PR #360, opened 2023-04-04
Add "acrobatic" kludge for the Ghidra SRE

### LINKED ISSUE #359: Strange behavior with Ghidra
I've been having a weird problem with Ghidra in notion for a while now.  The problem occurs when two Ghidra windows want to display in the same screen.  The way that Ghidra works is that if the main "CodeBrowser" window does not have focus, the other windows are not displayed.  I think this is what is happening:

1. I click on CodeBrowser to bring the CodeBrowser into focus
2. Ghidra displays the windows that were hidden
3. One of these windows takes the focus
4. Ghidra hides the window because the CodeBrowser is not in focus
5. The CodeBrowser now becomes in focus again
6. Go to step 2

Is there any way to avoid this?  I'm going to try playing with some kludges (Acrobatic)...

Recording 2023-04-04 at 10 03 39

edmcman:
Fixes #359

### DIFF
--- a/etc/cfg_kludges.lua
+++ b/etc/cfg_kludges.lua
@@ -45,6 +45,12 @@ defwinprop {
     acrobatic = true,
 }
 
+-- https://github.com/raboof/notion/issues/359
+defwinprop {
+    class = "ghidra-Ghidra",
+    acrobatic = true,
+}
+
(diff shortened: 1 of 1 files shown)


raboof:
Thanks!

PR #367, opened 2023-11-26
Create return placeholder for windows mapped as fullscreen

### LINKED ISSUE #366: Clients mapped in fullscreen state get additional WGroupCW when switched to windowed state
Steps to reproduce:
1. Create a window that is fullscreen from the start: `mpv bbb_sunflower_1080p_60fps_normal.mp4 -fs`
2. Toggle fullscreen with Notion keybinds.

Observed behavior:
The title of the windowed mpv is now `WGroupCW<...>`.

Expected behavior:
The title should be `bbb_sunflower_1080p_60fps_normal.mp4 - mpv`.

This might be related to #247, but the issue described there is not fixed by my patch.

C4tion:
Fixes #366.

`region_prepare_manage` did return a `WGroupedPHolder` while `region_make_return_pholder` returns a `WGroupPHolder`, which would also be created if we start in windowed state.

I am not sure why this works. It might break stuff that I do not use.

### DIFF
--- a/ioncore/manage.c
+++ b/ioncore/manage.c
@@ -150,8 +150,7 @@ static bool try_fullscreen(WClientWin *cwin, WScreen *dflt,
         fs_scr=clientwin_fullscreen_chkrq(cwin, param->geom.w, param->geom.h);
 
     if(fs_scr!=NULL){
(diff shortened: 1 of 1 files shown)


wilhelmy:
Sorry for letting this linger for so long. I'd like to test it sometime soon when I get around to it.

PR #374, opened 2025-01-14
Changes goto_previous to accept an integer number of which previous

kristopolous:
This addresses a long outstanding issue I've had ... I often want things like a basic alt+tab without a lot of cognitive load. goto_previous was fine if the desire is 2, but oftentimes it's 3 and the problem is then we're either managing window placement, doing directional cycle, which takes mental bookkeeping or doing the focus-list cycle which takes 1 keystroke to bring it up, then another to cycle through, another to select it. These are all very inconvenient.

So this is a patch to make goto_previous accept a number. If it's 1, then it works as before. If it's 2 then it cycles between 3 windows. If it's 3, then it cycles between the previous 4 and so on. 

It is a *breaking change* and I'll be proposing another PR that has a more complicated notion of both directionality and offset which will have a new function signature and not be breaking.

Feel free to accept this, the other, or neither.

### DIFF
--- a/ioncore/focus.c
+++ b/ioncore/focus.c
@@ -81,7 +81,7 @@ static void region_focuslist_deinit(WRegion *reg)
  * actually have received the focus when this function returns.
  */
 EXTL_EXPORT
-WRegion *ioncore_goto_previous()
+WRegion *ioncore_goto_previous(int count)
 {
     WRegion *next;
 
@@ -99,7 +99,7 @@ WRegion *ioncore_goto_previous()
         next!=NULL;
         next=next->active_next){
 
-        if(!REGION_IS_ACTIVE(next))
+        if(!REGION_IS_ACTIVE(next) && --count <= 0)
             break;
     }
 
--- a/ioncore/focus.h
+++ b/ioncore/focus.h
@@ -52,7 +52,7 @@ extern void region_focuslist_move_after(WRegion *reg, WRegion *after);
 /* Notify the focus handling that the region is deinit'ing */
 extern void region_focus_deinit(WRegion *reg);
 
-extern WRegion *ioncore_goto_previous();
+extern WRegion *ioncore_goto_previous(int count);
 
 /* Handlers to this hook should take WRegion* as parameter. */
 extern WHook *region_do_warp_alt;


mbenkmann:
I don't understand your gripe with the `focuslist`. My current binding is this:

`kpress("Mod1+Tab", "mod_menu.grabmenu(_, _sub, 'focuslist', {sizepolicy='center'})"),`

So switching to the previously focussed window is one keystroke only: Alt+Tab.  If I want to switch to the window focussed before the previously focussed one it's 2 keystrokes: Alt+Tab+Tab. 

I don't see how you could go lower in keystrokes than that?

And if you want to limit the choices or change the ordering, I suggest you write Lua code to maintain your own list of N choices and just call grabmenu() with your own list. I don't see a need for a change to the Notion base code at all to achieve what you want. It should be possible to do completely in Lua.

kristopolous:
> I don't understand your gripe with the `focuslist`. My current binding is this:


That was extremely dismissive, aggressive and hostile.

Is this how you intend to respond to people volunteering and trying to make things better?

mbenkmann:
Sorry for spamming this issue, but the accusation that being hostile has upset me, so I feel the need to explain myself.

> I don't understand your gripe with the focuslist.

When I wrote this, I meant it exactly this way: I don't understand. There is no hidding meaning, no implication that you are wrong or anything like that. Just the fact that I do not understand why you are dissatisfied with the focuslist.

> My current binding is this: ...

This and the following stuff I am writing to tell you how I use the focuslist. I am writing this so you know what I am talking about, because I think we might be talking about different things. I was not being condescending, not trying to tell you how you should do things. I was just telling you what *I* do, so that you know what I am talking about.

> I don't see how you could go lower in keystrokes than that?

Again, there is no hidding meaning here. Just the statement that I don't understand how one could make this more efficient. I am NOT saying that you are  wrong and it can't be made more efficient. But from your description of your PR I don't understand it. I am perfectly willing to accept that the problem in understanding is with me. But I want to understand how it can indeed be made more efficient.

> And if you want to limit the choices or change the ordering, I suggest you write Lua code to maintain your own list of N choices 

This should tell you clearly that even though I don't understand exactly why the existing functionality does not fit your requirements, I accept that it doesn't. I am suggesting to write an alternative to the existing focuslist because I accept that your issue is valid and cannot be met with the existing focuslist.

> I don't see a need for a change to the Notion base code at all to achieve what you want. It should be possible to do completely in Lua.

This was not intended as a criticisim of your code. It was just because pure Lua contributions have a higher chance of being accepted that I was suggesting going that route.

So again, please help  me understand why what I wrote upset you? It was certainly not my intention.

kristopolous:
ok so here's the use case:

Let's say you want to cycle between the 2 previous windows, 3 total. Yuur model is

`key + tab + tab` ... 

What this model allows you to do is set a cycle window length so Instead of one action cycling the current and the previous, it's of variable length ... let's put this in your terms

Press Mod1 + tab + tab + tab
Then repeat those 4 keystrokes a bunch of times

You've essentially established your working set being those 4 windows - you can make it 3, you can make it 6, make it what ever you want. It's a different way to group things without spacially grouping them.

So what I did was have a way to set this number based on my workflow then I cycled through the group without having to keep mental track of a stack in my head or even having to read a list,  

This is because sometimes you are working with things that need their own geometry - maybe window 1 is full screen, 2 is split, whatever ... 

Maybe there is a pure lua way of doing this and if I could have figured that out, I wouldn't have filed a ticket, I wouldn't have found it in the code and I wouldn't have done a PR.

mbenkmann:
Take a look at this:

[curated_focuslist.txt](https://github.com/user-attachments/files/21558323/curated_focuslist.txt)

If I understand correctly, this should give you the behaviour as if `goto_previous(2)` was being used. Even if it's not exactly what you want, it shows the approach I was talking about. It should be possible to tailor this further to meet your needs. There are also things with this approach that might be interesting to you that goto_previous(n) can't achieve. E.g. you could add a sort() to the entries. This would result in a consistent activation order based on the window title, regardless of the order in which the windows were previously activated. And the order would stay the same even if you switch to a window out of order.  I think this would go well with your theme of reducing mental load. Another idea would be to filter certain windows out of the list. Let's say you are working with application windows A,B and C, but sometimes you need to check your emails. You could make it so your mail program never shows up in the list. So even if you occasionally switch to your mail program, the modified Alt-Tab with the curated focuslist would always bring you back to your ABC rotation without replacing one of the 3 windows with the mail program.

PR #375, opened 2025-01-14
implements the ioncore-goto-hop alternative

kristopolous:
Here's the alternative as promised. It introduces a "goto-hop" which does not break anything but introduces a new function that can go both ways

I couldn't figure out a pure lua way to do this.


kristopolous:
After testing, this DOES NOT work as intended. What a pity. I'll think about this a little more.

PR #835, opened 2019-04-29
Update to Docs: Clarify where in secret.yaml GitHub Personal Access Token should be added

sgibson91:
Hi,

This is a _tiny_ PR to update the docs surrounding adding the Personal Access Token for the GitHub API limit to `secret.yaml`. It wasn't entirely clear that it needs to go under `jupyterhub` and I got caught out this morning.

Thanks!

### DIFF
--- a/doc/setup-binderhub.rst
+++ b/doc/setup-binderhub.rst
@@ -306,9 +306,10 @@ an API access token to raise your API limit to 5000 requests an hour.
 
 3. Update ``secret.yaml`` by entering the following::
 
-    config:
-      GitHubRepoProvider:
-        access_token: <insert_token_value_here>
+    jupyterhub:
+      config:
+        GitHubRepoProvider:
+          access_token: <insert_token_value_here>
 
 This value will be loaded into `GITHUB_ACCESS_TOKEN` environment variable and
 BinderHub will automatically use the token stored in this variable when making


sgibson91:
I'm now questioning whether this is correct. My Hub is becoming very problematic when I have this in my `secret.yaml` 🤔Slow to start after periods of inactivity and often not spinning up user pods. Hub becomes much more responsive when I remove the access token.

sgibson91:
I think I've managed to convinced myself that this is incorrect. Going to revert the PR.

betatim:
It seems weird that the hub would become unresponsive with this change. Even if it is "the wrong" way to configure it. We should investigate that.

Whether or not you need the extra level of "indentation" depends on whether you setup your own meta chart (like we do for https://github.com/jupyterhub/mybinder.org-deploy/) or if you just use the binderhub chart.

sgibson91:
Some kind of check for indentations during `helm upgrade` would be nice. So many of my problems would have been fixed if I had a message like "this key isn't where I expected it to be so I won't implement it this time".

sgibson91:
"P.S. This may cause weird Hub behaviour"!

consideRatio:
@sgibson91 I've been thinking about these pain points as well without coming up with a concrete idea on how to resolve the pain in a sustainable manner =/

betatim:
Can we do something with helm linting or specifying a flag to the `helm` executable to say "please shout if there are things defined in `values.yaml` that aren't consumed in the chart(s)? I think this is super tricky to do but you never know :-/

sgibson91:
Yeah, other than checking the parents of each key I'm not sure of a good way either 🤔

PR #837, opened 2019-04-29
Removing note about breaking changes

choldgraf:
Since we've now advertised BinderHub as stable + ready for production, shall we remove this message about breaking changes etc?


betatim:
Abso-merge-a-lutely!

PR #838, opened 2019-05-01
DinD documentation

### LINKED ISSUE #832: Better document how builds are done and when dind should be used
I ran into #761 a few weeks ago and got stuck there until @minrk suggest configuring it to use dind.
This is not mentioned in the documentation, so perhaps we should mention it there 😄 .

jhamman:
closes #832


consideRatio:
Wow thanks @jhamman ! That made it a lot clearer to me. I deployed a BinderHub for neurips once and that is all my BinderHub deployment experience, but at that time I didn't understand this but now I grasp this thanks to your documentation!

:heart: :tada: LGTM

betatim:
Question for Yuvi and/or Min: are there also security benefits for running builds via docker-in-docker? In my mind one reason to run in DIND mode is that you have better control over what the `docker build...` command executed by repo2docker has access to in terms of files and resources. But it is a fuzzy concept in my head so I can't write a sentence to include in the docs :(

consideRatio:
@betatim I find this very challenging, and while working with gitlab's helm chart I've considered related security concerns about Docker overall to build and run things for users in CI pipelines.

Here are some of these concerns written down by GitLab's team:
https://docs.gitlab.com/runner/executors/kubernetes.html#using-docker-in-your-builds

jhamman:
Bumping this so we don't loose too much momentum. @betatim / @consideRatio - should we add some comments about DIND and security? I would need input from you on what to write.

consideRatio:
@jhamman I'm not knowledgeable enough about these aspects yet to suggest something =/

doc/setup-binderhub.rst
```diff
@@ -378,3 +383,32 @@ Then update ``secret.yaml`` with the following::
...
+By default, BinderHub will build pods with the host Docker installation.
+This often means you are stuck with whatever version of Docker provided by your
+cloud provider. BinderHub supports an alternative that uses `Docker-in-Docker
+(DinD) <https://hub.docker.com/_/docker>`_. To turn `dind` on, you'll need to set
+the following configuration in your ``config.yaml`` file::
+
+    dind:
+      enabled: true
+      daemonset:
+      image:
```
betatim: this and the next two lines need to be indented. Though they are the same as the default so we probably don't need them at all?

doc/setup-binderhub.rst
```diff
@@ -287,8 +287,15 @@ You now have a functioning BinderHub at the above IP address.
 
 .. _api-limit:
 
+Customizing your Deployment
+---------------------------
+
+The Helm chart used to install your BinderHub deployemnt has a lot of options
+for you to tweak. Below is a few pointers for how to configure some of the most
```
betatim:
```suggestion
for you to tweak. Below a few pointers for how to configure some of the most
```

betatim:
When PRs go stale feel free to bump them by following up on the questions/discussion points by suggesting a resolution that seems to follow the consensus. I think a frequent reason for why things go stale is that there is no immediate actionable thing and no one is trying to get to one. I think it is best if the PR proposer tries to do the driving by suggesting a next actionable item.

For now I would skip the security question and maybe @jhamman can create a new PR addressing/adding thoughts on that. That way we can get this PR merged.

doc/setup-binderhub.rst
jhamman: I've fixed the indentation. I think it is helpful to show the default the image specification here though as this is the sort of thing someone may want to customize.

jhamman:
@betatim - thanks for the review. I've updated things a bit and this should be good to go in.

> should we add some comments about DIND and security

I don't know. I'm not familiar with this issue so I'll leave this for the next contributor.

doc/setup-binderhub.rst
```diff
@@ -419,3 +424,32 @@ Then update ``secret.yaml`` with the following::
...
+By default, BinderHub will build pods with the host Docker installation.
+This often means you are stuck with whatever version of Docker provided by your
+cloud provider. BinderHub supports an alternative that uses `Docker-in-Docker
+(DinD) <https://hub.docker.com/_/docker>`_. To turn `dind` on, you'll need to set
+the following configuration in your ``config.yaml`` file::
+
+    dind:
+      enabled: true
+      daemonset:
+        image:
```
betatim:
```suggestion
        image:
          # this lets you set the docker version
```

PR #853, opened 2019-05-23
add default toleration to build pods

### LINKED ISSUE #851: [Feature proposal] Add toleration "hub.jupyter.org/dedicated=user:NoSchedule" to build pods
I'd like to propose adding a default toleration to binderhub build pods. In most cases, build pods are intended to be scheduled on the same nodes as user notebook sessions so I think the easiest path forward would be to match the jupyterhub taint/toleration for users: 

```
hub.jupyter.org/dedicated=user:NoSchedule
```

My motivation is that I'd like to restrict scheduling on my user node-pool to only _build_ and _notebook_ pods.

Adding a toleration does not require a matching taint be set, rather it allows the cluster manager to set taints that certain pods can tolerate. For this reason, I don't immediately see any downside to this feature being added. That said, I'm still learning in this space so I'm open to redirection.

jhamman:
This implements a minimally invasive addition to the build pod spec, adding a default tolerations to build pods that match [zero2jupyterhub](https://zero-to-jupyterhub.readthedocs.io/en/latest/optimization.html?highlight=taint#using-a-dedicated-node-pool-for-users).

```
hub.jupyter.org/dedicated=user:NoSchedule
```

cc @consideRatio 

closes #851

### DIFF
--- a/binderhub/build.py
+++ b/binderhub/build.py
@@ -192,6 +192,22 @@ class Build:
                         env=env
                     )
                 ],
+                tolerations=[
+                    client.V1Toleration(
+                        key='hub.jupyter.org/dedicated',
+                        operator='Equal',
+                        value='user',
+                        effect='NoSchedule',
+                    ),
+                    # GKE currently does not permit creating taints on a node pool
+                    # with a `/` in the key field
+                    client.V1Toleration(
+                        key='hub.jupyter.org_dedicated',
+                        operator='Equal',
+                        value='user',
+                        effect='NoSchedule',
+                    ),
+                ],
                 node_selector=self.node_selector,
                 volumes=volumes,
                 restart_policy="Never",


betatim:
LGTM and tests seem happy. Merging now, if this turns out to be controversial we can always revert it.

jhamman:
Thanks @betatim - I'll push this to Pangeo's binder and report any problems.

consideRatio:
Is a build pods task to build a single image? Then i think this is really good!

consideRatio:
Hmmmm, one may consider using the custom user scheduler as well then btw, if not, they will stop scale downs unless there is 0 build pods for ten full minutes.

jhamman:
> Is a build pods task to build a single image? Then i think this is really good!

Yes, the build pod builds a single image. In my view, this is ideally done on the same node the notebook will be run, as it provides a higher likelihood that we can avoid a pull of the recently built image. I think there is still an element of chance here so some additional scheduling could help. 

> one may consider using the custom user scheduler as well then btw

This sounds like a great idea.

PR #856, opened 2019-05-23
add user tolerations to dind daemonset

jhamman:
this is a followup to #853. We need to allow the dind daemonset to run on user pods as well.


jhamman:
Tests passed now so I think this can be merged.

consideRatio:
Due to #853 is already done, I consider this only a technical fix, so I'll go ahead and merge it.

PR #858, opened 2019-05-25
[MRG] Tweak loading messages

betatim:
Instead of always saying "30s or longer" I think it is better to have a "starting" and "taking longer than usual" message. The change here is to show the "longer than usual" message earlier. I chose the cutoff at 17s because the [median launch time](https://grafana.mybinder.org/d/3SpLQinmk/1-overview?refresh=1m&panelId=28&fullscreen&orgId=1) is around 15s. 90% of launches complete in under a minute and 99% in around 4minutes. Maybe we can use these stats to build a "progress bar" for launches.

### DIFF
--- a/binderhub/static/js/index.js
+++ b/binderhub/static/js/index.js
@@ -130,10 +130,10 @@ function build(providerSpec, log, path, pathType) {
 
   // Update the text of the loading page if it exists
   if ($('div#loader-text').length > 0) {
-    $('div#loader-text p').text("Loading repository (can take 30s or more to load): " + spec);
+    $('div#loader-text p').text("Starting repository: " + spec);
     window.setTimeout(function() {
-      $('div#loader-text p').html("Repository " + spec + " is taking longer than usual to load, hang tight!")
-    }, 120000);
+      $('div#loader-text p').html("Repository " + spec + " is taking longer than usual to start, hang tight!")
+    }, 17000);
   }
 
   $('#build-progress .progress-bar').addClass('hidden');


choldgraf:
I think this is a good idea and I like the language. What do you think about also adding a link to the Binder FAQ about "what affects the launch time" section: https://mybinder.readthedocs.io/en/latest/faq.html#what-factors-influence-how-long-it-takes-a-binder-session-to-start

Something like appending this at the end:

"Curious what affects the length of launches? Check out the [Binder documentation](https://mybinder.readthedocs.io/en/latest/faq.html#what-factors-influence-how-long-it-takes-a-binder-session-to-start)." 

Could also give something to click and read while they wait.

betatim:
I'd advocate iterating because I think the page is already far too busy with links, unfoldable content (the build log) and potentially a preview (or a 404 because preview doesn't work), etc.

My current suggestion would be to replace the "New to Binder ..." line with a more specific one like you suggested "Curious how to make this faster? ...click here..." when the launch takes more than 20seconds or so:

Screen Shot 2019-05-28 at 18 13 54

But I'd do that in a second PR because I don't know how to do it off the top of my head :)

consideRatio:
I think also we should not have a mentioning of a specific number of seconds, but I think we could perhaps do something like kubespawners progressbar listening on events, but instead we are a bit time dependent.

One thing we could do is utilize the size of the image perhaps.

betatim:
Shall we merge this and then see how we can improve? I think this PR gets us to a state that is better than what we currently have.

PR #859, opened 2019-05-25
[MRG] Make the URL used to generate launch badges configurable

betatim:
This lets you set the base URL used for generating badges. This is useful when you have a group of hubs at different hostnames but want badges generated on all of them to point to a common hostname. I think we should use this for operating the GKE and OVH cluster as a federation so that all clusters generate https://mybinder.org/ badges and launch URLs.

### DIFF
--- a/binderhub/main.py
+++ b/binderhub/main.py
@@ -15,6 +15,7 @@ class MainHandler(BaseHandler):
     def get(self):
         self.render_template(
             "index.html",
+            badge_base_url=self.settings['badge_base_url'],
             base_url=self.settings['base_url'],
             submit=False,
             google_analytics_code=self.settings['google_analytics_code'],
--- a/binderhub/app.py
+++ b/binderhub/app.py
@@ -123,12 +123,23 @@ class BinderHub(Application):
         '/',
         help="The base URL of the entire application",
         config=True)
-
     @validate('base_url')
     def _valid_base_url(self, proposal):
         if not proposal.value.startswith('/'):
             proposal.value = '/' + proposal.value
         if not proposal.value.endswith('/'):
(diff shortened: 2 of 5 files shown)


binderhub/main.py
```diff
@@ -15,6 +15,7 @@ class MainHandler(BaseHandler):
     def get(self):
         self.render_template(
             "index.html",
+            badge_base_url=self.settings['badge_base_url'],
```
bitnik: `badge_base_url=self.settings['badge_base_url'] or f"{self.request.protocol}://{self.request.host}{self.settings['base_url']}",` -> maybe this is better. so you can remove `if else`s in js code and it becomes cleaner.

betatim: I am not sure which one I prefer. I agree the JS has a few extra if statements, but I think I prefer it that way because it leaves the choice to the JS code. I dunno, it is just a feeling :-/

choldgraf:
This looks great to me - the one thing that's missing is any documentation about this feature 📚 . I guess it would show up here: https://binderhub.readthedocs.io/en/latest/reference/app.html maybe that's enough?

betatim:
Nods that is where you'd find an entry.

We could write a short how to section on setting up a federation? I think that is the only context in which you'd want to use this feature.

choldgraf:
@betatim just to double check are you planning on putting off the docs for this for another PR? (in which case I can open an issue about it so we don't forget)

betatim:
It should appear automatically in the reference section of the docs. Not sure any other documentation needs writing.

I'd make writing "howto setup a federation" a new issue as that will require a bit of thinking (for example what redirector should people use).

choldgraf:
then thanks for the contribution @betatim !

Required work: Count how many lines in the records above hold the word "around", and answer with that number alone.

Written solution: 2